Thanks not least to these finalists, and groundsmen able to provide firm pitches, the tournament produced a lot of attractive cricket. Indeed, it was the most compelling one-day competition of the decade, with the splendid first edition of the Champions League as its only rival. Happily the tournament galloped along and exposed mediocrities and impostors. Illumination and confirmation were its daily deliverance.

Not a single second-rate over was bowled in the final, and precious few in the entire competition. Even Luke Wright can be considered a serious practitioner, albeit one intermittently employed. Otherwise the bowling was put in the hands of specialists and proven allrounders. Pakistan played four tweakers and came within a whisker of victory. Australia fielded its three fastest bowlers, a tyro legspinner and its main handyman. England probed cannily. Fears that Twenty20 might favour front-foot blasters and punish spinners were confounded. Quite the opposite occurred.

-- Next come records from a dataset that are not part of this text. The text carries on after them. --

PR #376, opened 2026-07-23
Fix Codex experiment-queue adapter and helper resolution

yotta2020:
## What changed

- bundle the canonical `experiment-queue` helpers in the Codex skill mirror
- detect detached GNU Screen sessions reliably
- honor project-managed queue adapters and fail closed when required adapter files are incomplete
- prefer helpers shipped with project/global Codex skill installs, with canonical and legacy fallbacks
- add regression coverage for helper parity, install modes, resolver precedence/fallback, and screen detection

## Why

Codex project installs could resolve queue helpers through the mainline path instead of the bundled mirror, and a partially configured project adapter could silently fall back to the generic queue workflow. Both behaviors could bypass project-specific safety and recovery contracts.

## Validation

- `uv run --with pytest python -m pytest tests/test_codex_skill_mirror.py -q` — 25 passed
- Python syntax checks passed for both queue managers and the Codex manifest builder
- `git diff --check` passed
- adversarial review: P0/P1/P2 = 0

No paper template commit or unrelated working-tree deletion is included.

### DIFF
--- a/skills/experiment-queue/SKILL.md
+++ b/skills/experiment-queue/SKILL.md
@@ -119,6 +119,33 @@ A "wave" is a batch of jobs that fit available GPUs. Next wave only starts when:
 
 ## Workflow
 
+### Step 0: Honor a project-managed queue adapter
+
+Before parsing a manifest or running any generic pre-flight, resolve the project
+root and check whether it provides all of these files:
+
+- `CLAUDE.md`
+- `docs/ARIS_PROJECT_LAYOUT.md`
+- `code/scripts/ttad_aris_queue_wrapper.py`
+
+If they exist and `CLAUDE.md` declares an ARIS remote mapping with
+`queue_status`, this repository has a project-managed queue adapter. Read its
+root `AGENTS.md`, `CLAUDE.md`, `docs/ARIS_PROJECT_LAYOUT.md`, and
+`docs/GPU_REMOTE_WORKFLOW.md` completely before acting.
+
+- If `queue_status` is not `active`, stop and report the documented blocker.
+- If it is `active`, follow the project's wrapper workflow exactly. For the
+  TTAD adapter this means selecting/locking GPUs with `./check_gpu.sh
+  --gpu --select`, preparing with
+  `code/scripts/ttad_aris_queue_wrapper.py prepare`, and supervising the remote
+  canonical manager with the same wrapper's `supervise` command.
+- Do not continue into generic Steps 1-5. In particular, do not scan or select
+  GPUs independently, accept generic arbitrary `cmd` fields, launch a raw
+  `queue_manager.py`, or treat a pre-existing expected output as completion.
+
+The remaining workflow is only for projects that do not declare a
+project-managed queue adapter.
+
 ### Step 1: Parse Manifest / Build from Grid
 
 Input can be:
--- a/skills/experiment-queue/SKILL.md
+++ b/skills/experiment-queue/SKILL.md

Although beaten, the Australians helped ensure that batsmen were properly tested. The Indians, especially, were found wanting. Plainly the education of the new generation of batsmen is incomplete. Whether or not these performers have a taste for learning remains to be seen. These saplings might consider studying the techniques and lifestyles of the giant oaks close at hand.

If the Australian bowling was satisfying in its rawness, the English version was impressive in its inventiveness. Afterwards Paul Collingwood praised his bowlers for responding to conditions. Certainly they were not slaves to custom, relying instead on swing and pace at the right time, and resorting to cutters and so forth on slower pitches. England did not give much away, and the fielding was alert. Accordingly they were able to pressure opponents into error, not least the taking of the sort of harum scarum single that cost David Warner his wicket and Australia their best chance of taking the trophy.

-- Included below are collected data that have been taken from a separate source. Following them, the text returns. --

PR #377, opened 2026-07-24
fix: tolerate unsupported picker cursor visibility

Dennis-Huangm:
## Summary

- keep the curses checkbox picker usable when a terminal supports drawing but rejects cursor visibility changes
- treat `curses.curs_set(0)` as an optional visual enhancement while preserving the existing fallback for other curses failures
- add a focused regression test that reproduces the `curs_set() returned ERR` behavior observed in Windows Git Bash

## Motivation

On some Windows Git Bash terminals, the interactive installer currently abandons the full checkbox picker and falls back to per-group prompts because hiding the cursor returns `ERR`. Cursor visibility does not affect picker functionality, so this cosmetic capability should not disable the otherwise working interface.

## Testing

- `PYTHONUTF8=1 PYTHONIOENCODING=utf-8 python -m pytest tests/test_skill_picker.py -q` — 9 passed, 3 skipped
- `git diff --check`
- manually verified the installer checkbox interface in Windows Git Bash

### DIFF
--- a/tests/test_skill_picker.py
+++ b/tests/test_skill_picker.py
@@ -7,9 +7,12 @@ end-to-end tests drive the real curses UI through a pty via expect
 """
 import importlib.util
 import subprocess
+import sys
 import tempfile
 import unittest
 from pathlib import Path
+from types import SimpleNamespace
+from unittest import mock
 
 REPO_ROOT = Path(__file__).resolve().parent.parent
 PICKER = REPO_ROOT / "tools" / "skill_picker.py"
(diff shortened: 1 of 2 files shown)


wanshuiyin:
Reviewed with the usual cross-model pass on top of local checks (`tests/test_skill_picker.py` — 12 passed including your new regression test). Clean on all counts:

- The except-scope is exactly surgical: only `curses.curs_set(0)` is wrapped, only `curses.error` is caught, so `keypad`/drawing/input failures still hit the existing per-group-prompt fallback.
- Your handling matches how Python curses actually behaves — `_curses.curs_set` converts the underlying `ERR` into a raised `curses.error` (with "curs_set() returned ERR" as the message text), which is precisely what the try/except catches.
- The test simulates the failure at the right seam (monkeypatched `curses.curs_set` raising) and asserts the picker still completes rather than falling back — reproduces the Windows Git Bash behavior faithfully.

Nice quality-of-life fix for Windows users. Merging.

England's batting was also audacious and varied, with a balance of power and invention, left and right, and an ability to gamble intelligently, as opposed to desperately. Captain and coach deserve credit for creating the atmosphere required to encourage constructive thinking.

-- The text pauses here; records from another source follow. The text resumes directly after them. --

PR #398, opened 2026-08-11
feat: run Codex literature helpers in isolated uv runtime

2foil:
## Summary
- Add a locked, isolated tools/uv-runtime project and a canonical helper runner.
- Route Codex literature helpers through uv run with the locked project instead of system python3.
- Update the multi-source and standalone literature skills plus integration guidance.

## Validation
- uv lock --check --project tools/uv-runtime
- Wrapper shell syntax check.
- Help-command smoke tests for Semantic Scholar, arXiv, OpenAlex, Exa, and DeepXiv helpers.
- Static check that migrated Skill commands do not execute system python3.

### DIFF
--- a/.gitignore
+++ b/.gitignore
@@ -13,6 +13,8 @@ Thumbs.db
 __pycache__/
 *.pyc
 *.pyo
+tools/uv-runtime/.venv/
+tools/uv-runtime/.uv-cache/
 
 # Environment
 .env
--- a/AGENT_GUIDE.md
+++ b/AGENT_GUIDE.md
@@ -167,6 +167,18 @@ Layer 3:  $ARIS_REPO/tools/<helper>                # global fallback
 
 Pick a failure policy from `integration-contract.md` §2 per-helper table: A (gate) / B (side-effect) / C (forensic) / D1 (cascade) / D2 (multi-source aggregate) / E (diagnostic). Each has POSIX-sh + `set -e` + `set -u` safe example blocks.
 
+Python helpers must run through the isolated uv runtime; do not invoke the
+system `python3` directly:
+
+```bash
+ARIS_PY_RUNNER="$ARIS_REPO/tools/uv_run_helper.sh"
+bash "$ARIS_PY_RUNNER" "$HELPER" [args ...]
+```
+
+The runner uses `tools/uv-runtime/pyproject.toml` and `uv.lock` with
+`uv run --project ... --frozen python`. Helper dependencies belong to that
+runtime, not to a downstream research project's environment.
+
 Advisory CI lint at `.github/workflows/lint-skills-helpers.yml` flags hardcoded `python3 tools/foo.py` patterns in PR-modified SKILL.md (warning only, never fails CI). Single-owner helpers (used by exactly one SKILL) live at `skills/<owner>/scripts/<helper>` per Arch C; precedents: `figure-spec`, `paper-illustration-image2`, `experiment-queue`, `render-html`.
 
 ## Cross-Model Protocol
--- a/skills/shared-references/integration-contract.md
+++ b/skills/shared-references/integration-contract.md
@@ -99,6 +99,18 @@ real callers (`AUDIT_VERIFIER`, `TRACE_HELPER`, `WIKI_SCRIPT`,
 `IMAGE2_HELPER`, …) so a single SKILL that resolves multiple helpers
 does not clobber one with another.
 
+Python helpers must additionally resolve the isolated uv runner:
+
+```bash
+ARIS_PY_RUNNER=""
+[ -n "${ARIS_REPO:-}" ] && [ -f "$ARIS_REPO/tools/uv_run_helper.sh" ] && ARIS_PY_RUNNER="$ARIS_REPO/tools/uv_run_helper.sh"
+[ -z "$ARIS_PY_RUNNER" ] && [ -f tools/uv_run_helper.sh ] && ARIS_PY_RUNNER="tools/uv_run_helper.sh"
+```
+
+Invoke Python helpers as `bash "$ARIS_PY_RUNNER" "$HELPER" ...`. The runner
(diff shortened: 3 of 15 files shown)


wanshuiyin (changes requested):
Thanks for this — the problem you are solving is real and we want the change. Running helpers under the ambient `python3` means `requests`, `exa-py` and `deepxiv-sdk` have to exist in whatever environment the user's *research project* happens to have, and a locked runtime is the right way to decouple that. The wrapper itself is well written: quoting, argument forwarding, runtime-relative lookup and the `UV_CACHE_DIR` preservation are all sound, and the 530-line `uv.lock` is the mechanism that makes the runtime reproducible, not bloat.

Requesting changes on four things, all of which are supported install paths that stop working on merge. This was reviewed by a second model as well as by hand; the findings below are ones I verified against the branch myself.

---

### 1. `uv` becomes a hard requirement that nothing installs

`tools/uv_run_helper.sh:14-17` exits 127 when `uv` is absent, and the new contract text says system `python3` "is not an allowed fallback". But `uv` is currently referenced only as an optional alternative in the Vast/Zotero setup — it is in neither `tools/install_aris.sh` nor `tools/install_aris_codex.sh`, not in `README.md`'s prerequisites, and not in `skills/skills-codex/README.md`'s installation section. This PR touches no install path.

I checked this repo's own machine: no `uv` on `PATH`, so `/exa-search`, `/openalex` and `/deepxiv` stop working on the next run, and `/semantic-scholar` hits `skills/skills-codex/semantic-scholar/SKILL.md:84-87` — `refusing bare python3 fallback` then `exit 1`.

To be fair to the PR: this is not "everything breaks". `/research-lit` and `/arxiv` still degrade to web search and keep going. But three skills stop outright and one hard-exits, on a machine that was working before `git pull`.

**This project's rule is that a tightening ships its migration guidance in the same commit.** So please add, here rather than in a follow-up: `uv` preflight/install in `tools/install_aris_codex.sh`, the prerequisite in `README.md` and `skills/skills-codex/README.md`, and an upgrade note for existing users. Note the installer alone is not enough — `README.md:1519-1523` tells symlink users that ordinary content updates arrive via `git pull` and that rerunning the installer is mainly for added or removed skills, so someone who only pulls never runs your new preflight. The wrapper's error message should therefore name the exact install command.

**On the shape of the fix:** I originally wanted a `python3` fallback with a warning, and I have been argued out of it. A fallback would recreate the drifting-dependency behaviour the PR exists to remove and would leave two materially different execution paths, which is worse than a clear failure. Hard prerequisite plus real guidance is the right call — the guidance is the part that is missing.

### 2. The mainline contract now forbids what the mainline skills do

The PR edits `skills/shared-references/integration-contract.md` — the **mainline** contract — to forbid a `python3` fallback, and adds the same blanket paragraph to `AGENT_GUIDE.md`. It changes zero mainline `SKILL.md` files.

Those mainline skills reference that exact document by relative path (`skills/arxiv/SKILL.md`, `skills/deepxiv/SKILL.md`, `skills/exa-search/SKILL.md`, `skills/openalex/SKILL.md`, `skills/semantic-scholar/SKILL.md`, `skills/research-lit/SKILL.md` all link `../shared-references/integration-contract.md`), and they still contain direct `python3` invocations — 5, 5, 6, 5, 5 and 14 of them respectively, with zero references to the new runner.

So on merge, six mainline skills violate the mainline contract that the same commit wrote. For a Codex-scoped PR the clean fix is to revert the mainline contract edit and the `AGENT_GUIDE.md` paragraph, keeping the change in `skills/skills-codex/shared-references/`. Migrating the Claude side is a coherent separate PR and we would welcome it.

### 3. Copied Codex installs cannot resolve the runner at all

Copied installs are a documented, supported path (`skills/skills-codex/README.md:68-91`), and `tools/smart_update_codex.sh:129` writes `$HOME/.aris/repo` precisely so copied skills can still find `tools/`.

The new resolver blocks do not use it. Every rewritten skill and `skills/skills-codex/shared-references/integration-contract.md` resolve only through `.aris/installed-skills-codex.txt` and a relative `tools/uv_run_helper.sh`. A copied install has neither — the copied directory holds `SKILL.md` and nothing else. So even a user who installs `uv` correctly still lands on the `exit 1` in §1.

`skills/skills-codex/shared-references/wiki-helper-resolution.md:12-21` already has the pointer-read pattern for exactly this; please reuse it in the contract and in each rewritten resolver chain.

### 4. Native Windows Codex installs have no `bash`

`README.md:1537-1539` advertises PowerShell Codex installation with no WSL required, and `tools/install_aris.ps1:70` accepts `-Platform codex`. The PR ships `tools/uv_run_helper.sh` only, and the rewritten skills invoke it as `bash "$ARIS_PY_RUNNER" ...` in 36 places. Native Windows does not guarantee `bash` on `PATH`, and installing Windows `uv` does not help. This needs a PowerShell entrypoint and the matching prerequisite in `install_aris.ps1`.

---

### Also worth fixing

**`/research-lit` still bypasses the isolated runtime.** `skills/skills-codex/research-lit/SKILL.md:255-260` keeps an `elif command -v deepxiv` branch that shells out to the ambient `deepxiv` CLI. That is the same class of drift the PR removes elsewhere, and it is a stronger bypass than the `python3` one the contract now forbids. Either drop the branch and degrade the optional source, or say explicitly in the contract that ambient first-party CLIs are exempt — but the current state contradicts itself.

**One line on first use.** `uv run --frozen` does not update the lock but still materialises the environment on first run, so the first invocation needs network, and may need to fetch a Python in the declared `>=3.11,<3.15` range. Worth a sentence in `tools/uv-runtime/README.md` so an offline user knows why it stalled.

---

None of the above touches the design. Isolated locked runtime: yes. What is missing is the install path that makes it reachable, the two supported install shapes it currently cannot serve, and keeping the two skill trees consistent with the contracts they point at. Happy to review again as soon as you push.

Both finalists had strength in depth, and so an ability to renew a faltering attack. Contrastingly West Indies and Sri Lanka relied on a couple of match turners. Pakistan depended on the Akmals, whilst the New Zealanders and South Africans never quite found their rhythm. Twenty20 is an unforgiving game.

Thankfully the batting was as pleasing as the bowling. By and large the strokeplay was clean, controlled and commanding. Throughout, spectators were reminded of the importance of cricket's newest and most telling shot, the lofted straight drive played with open hips, an abandoned front leg and whiplash arms. Naturally the scoop and reverse sweep attract more attention - Michael Hussey's sweep off Mohammed Aamer in the second-last over of the tumultuous semi-final was astonishing - but the straight hit off the front foot with back-foot technique is more reliable and damaging. Not even Eoin Morgan's intrepid activities were as dangerous. No wonder young batsmen practise this shot in the nets. It is critical to their futures and fortune. It has rendered the yorker and slower ball less effective

For all the innovation, though, the batting was often top class. A particular delight lies in watching a proficient operator blessed with an abundance of strokes stretch himself the better to impose himself on an equally determined attack. True mastery does not easily admit to limitations. Nor is belligerence always, or even often, the only way forward. By no means have the swashbucklers had it all their own way in Twenty20.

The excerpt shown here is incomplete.